Any of the three federal credit bureaus will provide you with a copy of your credit report once a year at no charge.

You can visit AnnualCreditReport.com, which is the official and secured federal site, or call their toll-free number.

Come up with a budget

The first year of divorce can be the most difficult in many ways, including financially.

You’ll want to sit down and create a realistic financial plan to carry you through those first twelve months and, preferably, beyond.

If you and your spouse have mostly shared money in a joint account throughout your marriage, getting used to the lack of extra funds will take time.

You’ll want to make sure you have some money in your name so that you can take care of your debt.

This will help improve your credit.

Pay your debts in full and on time

This is especially important if you’re going to be moving out of the house or giving up the car.

If you aren’t running out of the house, the mortgage payments may fall solely on your shoulders.

No matter the case, having a good credit score is pertinent.
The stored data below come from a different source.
PR #19, opened 2021-08-18
to fix operator-sdk issue

sdminonne:
Currently `operator-sdk`  or `kubebuilder`, whatever you use,  is lost due to mismatch between PROJECT file and the rest of codebase.
If we want to implement a `webhook` we need this to be fixed.


birsanv (approved):
lgtm

PR #20, opened 2021-08-18
implement multiple files backup

birsanv:

Changes 
- update contributing file with PR sign off details
- updated readme
- backup operator generates now 3 files ( remote cluster ns, credentials, other resources like app, policy )
   - updated backup resource status to have a list of velero backups
   - run reconcile every 10 sec when a backup is active; change the reconcile rate to the refresh time interval set in the backup resource after that
   - changed default refresh time interval set in the backup sample resource to be 60 ( minutes )
   - updated backup status to include details for all 3 backup files 
   - duration info in the backup status ( screen cap below showing 4 min ) represents the cumulative time for all 3 files
   - next backup execution runs after specified time interval, but adding to the the duration of the last backup; so if the time interval is set to 60min and the last backup took 5min, next one starts after 65min
   - backup status is set to InProgress if any of the 3 backups are still executing
   
   
Screen Shot 2021-08-18 at 5 52 22 PM

   
Screen Shot 2021-08-18 at 11 47 27 AM


controllers/backup.go
```diff
@@ -78,55 +82,333 @@ func (r *BackupReconciler) getActiveBackupName(backup *v1beta1.Backup, c client.
...
+		if backups[i].Status.Phase == "PartiallyFailed" {
+			return backups[i].Status.Phase // show PartiallyFailed second
+		}
+	}
+
+	//if here, return the state of the first backup
+	return backups[0].Status.Phase
+}
+
+// return the execution time for the last backup in this list of backups ( creds, res, cluster)
```
sdminonne, line 382: Guess `execution time` is `completion time`... Nit: I would change the comment

controllers/backup.go
```diff
@@ -78,55 +82,333 @@ func (r *BackupReconciler) getActiveBackupName(backup *v1beta1.Backup, c client.
...
+func getLastBackupCompletionTime(backup *v1beta1.Backup) *v1.Time {
+
+	if backup.Status.VeleroBackups == nil || len(backup.Status.VeleroBackups) <= 0 {
+		// no previous completed backup, can start one now
+		return nil
+	}
+
+	lastBackup := backup.Status.VeleroBackups[2]
```
sdminonne, line 390: Can this always happen to have a backup at position [2]?

controllers/utils.go
```diff
@@ -0,0 +1,82 @@
...
+}
+
+// name used by the velero backup resource, created by the backup acm controller
+func getVeleroBackupName(backupName, backupNamesapce string) string {
+	return backupName + "-" + getFormattedTimeCRD(time.Now())
+}
+
+func isBackupPhaseFinished(phase v1beta1.StatusPhase) bool {
+
+	return phase == "Completed" ||
```
sdminonne, line 70: Use `const` defineid in API

controllers/backup.go
```diff
@@ -78,55 +82,333 @@ func (r *BackupReconciler) getActiveBackupName(backup *v1beta1.Backup, c client.
...
+	if err := c.List(ctx, &channels, &client.ListOptions{}); err != nil {
+		// if NotFound error
+		if !k8serr.IsNotFound(err) {
+			backupLogger.Info("channel resources NOT FOUND")
+		} else {
+			backupLogger.Error(err, "failed to get chnv1.ChannelList")
+		}
+	} else {
+		for i := range channels.Items {
+			if channels.Items[i].Name == "charts-v1" {
```
sdminonne, line 255: I need help here. Is `charts-v1` something that will never change or be configurable externally?

sdminonne (changes requested):
@birsanv I did my best to give (hopefully) reasonable feedback. This PR is pretty big and I think I'm losing some logic. May you try to have a look at my comments and eventually address or explain to me what I missed?

sdminonne (commented):
I would consider modifying the REST APIs instead of having an array of velero backups in the Status I would split the 3 resources.

birsanv:
@sdminonne thank you for the review and comments, I'll get back to it as soon as possible

controllers/backup.go
```diff
@@ -78,55 +82,333 @@ func (r *BackupReconciler) getActiveBackupName(backup *v1beta1.Backup, c client.
...
+	veleroResIdentity := types.NamespacedName{
+		Namespace: veleroBackup.Namespace,
+		Name:      fmt.Sprintf("%s-%s", veleroBackup.Name, resourceType),
+	}
+
+	veleroResBackup := &veleroapi.Backup{}
+	veleroResBackup.Name = veleroResIdentity.Name
+	veleroResBackup.Namespace = veleroResIdentity.Namespace
+
+	errBackup := r.Get(ctx, veleroResIdentity, veleroResBackup)
```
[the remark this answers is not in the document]
birsanv: fixed

controllers/backup_controller.go
```diff
@@ -95,9 +86,15 @@ func (r *BackupReconciler) Reconcile(ctx context.Context, req ctrl.Request) (ctr
 		backup.Status.Phase = "ERROR"
```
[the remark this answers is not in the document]
birsanv: fixed

controllers/backup_controller.go
```diff
@@ -37,13 +34,9 @@ import (
...
 var (
-	backupOwnerKey      = ".metadata.controller"
-	apiGV               = "v1beta1" //v1beta1.GroupVersion.String()
-	requeueInterval     = time.Minute * 1
-	acmNS               = "open-cluster-management"
-	acmChannel          = "charts-v1"
-	backupNamespacesACM = [...]string{"open-cluster-management-agent", "open-cluster-management-hub", "hive", "openshift-operator-lifecycle-manager"}
-	backupNamespacesObs = [...]string{"open-cluster-management-observability"}
+	backupOwnerKey  = ".metadata.controller"
+	apiGV           = "v1beta1" //v1beta1.GroupVersion.String()
```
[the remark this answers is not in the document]
birsanv: fixed

api/v1beta1/backup_types.go
```diff
@@ -81,9 +81,9 @@ type BackupStatus struct {
 	// Message on the last operation
 	// +kubebuilder:validation:Optional
 	LastMessage string `json:"lastMessage"`
-	// Velero operation status
+	// Velero Backups operation status
 	// +kubebuilder:validation:Optional
-	VeleroBackup *veleroapi.Backup `json:"veleroBackup,omitempty"`
+	VeleroBackups []*veleroapi.Backup `json:"veleroBackup,omitempty"`
```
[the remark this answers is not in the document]
birsanv: fixed s; 
The reason I went with an array instead of separate resources was that I wasn't sure if we need to add more backup files to the list. It was easier to work with a generic list then to create 3 types of resources

controllers/backup_controller.go
```diff
@@ -156,23 +151,38 @@ func (r *BackupReconciler) submitAcmBackupSettings(ctx context.Context, backup *
 			// clean up old backups if they exceed the maxCount number
 			r.cleanupBackups(ctx, backup, c)
 
-			// set ACM backup configuration
-			setBackupInfo(ctx, veleroBackup, c)
+			// set ACM backup configuration for managed clusters
+			setManagedClustersBackupInfo(ctx, veleroBackup, c)
+			err = c.Create(ctx, veleroBackup, &client.CreateOptions{})
+
```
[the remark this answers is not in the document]
birsanv: I check for error when I verify if the resource exists
err := r.Get(ctx, veleroIdentity, veleroBackup)

If the resource doesn't exist, I am setting up the backup info ( this is what setManagedClustersBackupInfo does ) then I try to create the resource 
err = c.Create(ctx, veleroBackup, &client.CreateOptions{})

controllers/backup.go
```diff
@@ -78,55 +82,333 @@ func (r *BackupReconciler) getActiveBackupName(backup *v1beta1.Backup, c client.
...
+func getBackupPhase(backups []*veleroapi.Backup) veleroapi.BackupPhase {
+
+	if backups == nil || len(backups) <= 0 {
+		return ""
+	}
+
+	// get all backups and check status for each
+	for i := 0; i < len(backups); i++ {
+
+		if backups[i].Status.Phase == "InProgress" {
```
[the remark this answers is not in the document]
birsanv: fixed

controllers/backup.go
birsanv: fixed

controllers/backup.go
birsanv: changed with backup.Status.VeleroBackups[len(backup.Status.VeleroBackups)-1]

controllers/utils.go
birsanv: fixed :)

controllers/backup.go
birsanv: yes, we expect this does not change; rather then assume the acm install ns is open-cluster-management, I can use this channel name, used by installer to find the ns name
We've used this channel channel name with the app as well

birsanv:
Dario, on your comment 
>> I would consider modifying the REST APIs instead of having an array of velero backups in the Status I would split the 3 resources.

As discussed, I preferred to use a generic list instead of listing the resources one by one
I can make this change in a separate PR although the Schedule might affect the way we store and use backup status ( if we use the velero Schedule, then we don't have control over the backups so this code will be obsolete anyway )

birsanv:
@sdminonne your comments were addressed with  the last update

sdminonne (approved):
@birsanv thanks!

You’ll want to make sure your credit score is in the right shape before you decide to take out a short-term loan to help you handle the extra burden of the mortgage.

This will help you prevent taking additional debt until you need to.

Divorce and Finance Resources

Even if things go smoothly with your divorce, the process is bound to be stressful by nature.

But you don’t have to do it alone.

Resources exist to help you plan for your future financial post-divorce.

Here are some of them:

  • You can use the budgeting worksheet in this PDF to determine your collective employment information, assets, property, accounts, debts, and more.
  • Experian offers a divorce page, which contains a multitude of financial advice tailored specifically for divorcees.

Divorces can be scary; particularly when it comes to the monumental changes, it will cause for your finances.

As long as you stay proactive and focused, you’ll be able to keep your credit score where you want it during and after your divorce.